Are there any mentors or role models have positively impacted you in your career and what’s one lesson that they taught you? 

I wish I had had access to a mentor within my organisation I think that would have helped tremendously but that was not available in the then – it is now so I would encourage any young women to get a mentor or mentors – almost like a personal board of directors to challenge and support.

What advice would you give to your younger self?

Reach out to others for support – get a mentor!

Amy, Communications officer at Inspiring Scotland details some of the challenges she has had to overcome in her career thus far and some of the positive role models who have inspired her.

What challenges have you faced in your career as a woman? How did you overcome them?

In one role I wasn’t invited out to the work lunch, all the men in the organisation were. It felt like I just wasn’t important enough to be invited out which was hurtful at the time. I soon realised it was just something ‘the men’ did. I also struggled with people not taking me serious early on in my career-as a young women that can often be a struggle we face! I refocused my attention to my job and tried to forge stronger relationships with colleagues who could often be dismissive of me. Although I must stress it should never be about constantly trying to prove yourself but simply allowing your talents to shine through.

I’m so inspired by many different women in both my personal and work life. My gran is such a strong women and has always encouraged me to follow my dreams! She taught me so much but the most important thing was the power of being resilient! Getting knockbacks is part of life but embracing these and learning from them can be incredibly powerful.

 

Michaela, CEO of Peek Project (part of the Inspiring Scotland portfolio of charities) shares her experiences as a CEO and young women.

What challenges have you faced in your career as a woman?

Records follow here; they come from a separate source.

PR #100375, opened 2025-12-02
net: context: release context mutex before clearing IN_USE flag

marcowidmer:
A race condition was observed with concurrent net_context_get() and net_context_unref() calls: If net_context_unref() is interrupted just after clearing the NET_CONTEXT_IN_USE flag, net_context_get() may try to reuse the context and reinitialize its mutex through k_mutex_init(). Once net_context_unref() resumes, it calls k_mutex_unlock() on the newly initialized mutex, which may lead to the following assertion:

ASSERTION FAIL [mutex->lock_count > 0U] @ zephyr/kernel/mutex.c

Fix this by unlocking the context mutex before clearing the NET_CONTEXT_IN_USE flag.

### DIFF
--- a/subsys/net/ip/net_context.c
+++ b/subsys/net/ip/net_context.c
@@ -705,11 +705,11 @@ int net_context_unref(struct net_context *context)
 
 	net_context_set_state(context, NET_CONTEXT_UNCONNECTED);
 
+	k_mutex_unlock(&context->lock);
+
 	context->flags &= ~NET_CONTEXT_IN_USE;
 
 	NET_DBG("Context %p released", context);
-
-	k_mutex_unlock(&context->lock);
 
 	return 0;
 }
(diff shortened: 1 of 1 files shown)


rlubos (commented):
Nice finding! The fix looks reasonable, however I think we still hit the issue if `net_context_put()` is used? Specifically:
https://github.com/zephyrproject-rtos/zephyr/blob/f45b55404fcaf7b979aa51625fff2e058763962f/subsys/net/ip/net_context.c#L743-L747

Specifically, mutex is unlocked after `net_context_unref()`, so in case of such a race we have the same problem here? We should probably only call `net_context_unref()` after releasing the mutex.

marcowidmer:
@rlubos Good point, here is one more attempt to fix the issue.

rlubos (approved):

jukkar (approved):

Issue #30, opened 2018-05-04
BadBufferTest.test_truncated_shm_file gets Bus error


wmww:
Interestingly, this only happens when at least one instance of `source.roundtrip()` or `sink.roundtrip()` is present in `CopyCutPaste.given_source_has_offered_data_sink_sees_offer` (Don't ask me how long it took to figure that out). Leads me to believe those functions are installing a SIGBUS handler, which would be the manipulation of global state needed for one test to break another, and which is documented to break bad SHM buffer detection here: https://people.freedesktop.org/~whot/wayland-doxygen/wayland/Server/structwl__shm__buffer.html. Exactly where the SIGBUS handler is being installed I could not easily find, so I'll leave that to whoever wrote the code (probably @RAOF?)

My output from latest master WLCS and latest master Mir:
```
[ RUN      ] BadBufferTest.test_truncated_shm_file
[2018-05-04 10:48:49.515919] mirserver: Selected driver: mir:stub-graphics (version 0.31.2)
[2018-05-04 10:48:49.516267] <DEBUG> mirserver: No session management supported
[2018-05-04 10:48:49.516760] mirserver: Starting
[2018-05-04 10:48:49.522641] mirserver: Using software cursor
[2018-05-04 10:48:49.524128] mirserver: Selected input driver: mir:stub-input (version: 0.31.2)
[2018-05-04 10:48:49.524767] mirserver: Mir version 0.31.2
[2018-05-04 10:48:49.525031] mirserver: Initial display configuration:
[2018-05-04 10:48:49.525049] mirserver: * Output 1: VGA connected, used
[2018-05-04 10:48:49.525059] mirserver: . |_ Physical size 0.0" 0x0mm
[2018-05-04 10:48:49.525066] mirserver: . |_ Power is on
[2018-05-04 10:48:49.525072] mirserver: . |_ Current mode 1600x1600 60.00Hz
[2018-05-04 10:48:49.525078] mirserver: . |_ Preferred mode 1600x1600 60.00Hz
[2018-05-04 10:48:49.525082] mirserver: . |_ Orientation normal
[2018-05-04 10:48:49.525087] mirserver: . |_ Logical size 1600x1600
[2018-05-04 10:48:49.525093] mirserver: . |_ Logical position +0+0
[2018-05-04 10:48:49.525100] mirserver: . |_ Scaling factor: 1.00
Bus error (core dumped)
```

AlanGriffiths:
Possibly a dup of #27?

[...]

PR #34, opened 2018-05-14
Re-enable and fix copy/paste tests

wmww:
The copy/paste test had been disabled as a workaround for #30. The real problem is running *any* tests that send buffers before the bad buffer tests, so I simply moved the copy/paste one in CMake and re-enabled it.

commit bcdc705509e78bd6752cd4bd2af145f1e123115c broke the copy/paste test by causing `Client::create_visible_surface()` to block while the needed callbacks were called (thus they were called before the listener was installed). I resolved this issue by manually inlining some of `create_visible_surface()` into `CCnPClient`.

### DIFF
--- a/CMakeLists.txt
+++ b/CMakeLists.txt
@@ -69,11 +69,12 @@ add_library(
   src/generated/xdg-shell-unstable-v6.c
   src/generated/xdg-shell.c
 
-  tests/copy_cut_paste.cpp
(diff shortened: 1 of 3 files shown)


AlanGriffiths:
Thanks for diagnosing this. It has just surfaced again on my list.

I'm still thinking about whether inlining `create_visible_surface()` is the best solution...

How did you overcome them?

I think some people in the past have struggled to take me seriously because of my age and background. I’m a CEO of a medium sized charity who has just turned 30. I’m from a working class background, grew up in a social housing scheme and I didn’t go to university. 9 times out of 10 I’m the youngest in the room and there’s always a comment like ‘you’re too young to know this’ or both older women and men reminding me of their 30yrs+ experience in an attempt to try intimidate me. I used to try over compensate and prove myself to others but I have learned over the years to let your work ethic speak for itself and to focus my energies on the bigger picture.

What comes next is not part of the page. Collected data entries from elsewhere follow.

PR #35, opened 2018-05-15
Input region tests

wmww:
Tests surfaces with input regions with the same test style as `test_surface_events.cpp` uses

### DIFF
--- a/tests/surface_input_regions.cpp
+++ b/tests/surface_input_regions.cpp
@@ -227,7 +227,7 @@ InputRegion const multi_rect_region{"multi rect", {
      RegionAndMotion::window_width - small_rect_inset * 2, RegionAndMotion::window_height / 2}}};
 
 INSTANTIATE_TEST_CASE_P(
-    MultiRectRegion,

What advice would you give to your younger self?

Never let anyone make you feel like you and your voice are not important. Always use your moral compass and never compromise your values. You will make mistakes but the learning from them will be the making of you.

 

This year’s theme is #ChooseToChallenge – Individually, we’re all responsible for our own thoughts and actions – all day, every day. We can all choose to challenge and call out gender bias and inequality. We can all choose to seek out and celebrate women’s achievements. Collectively, we can all help create an inclusive world.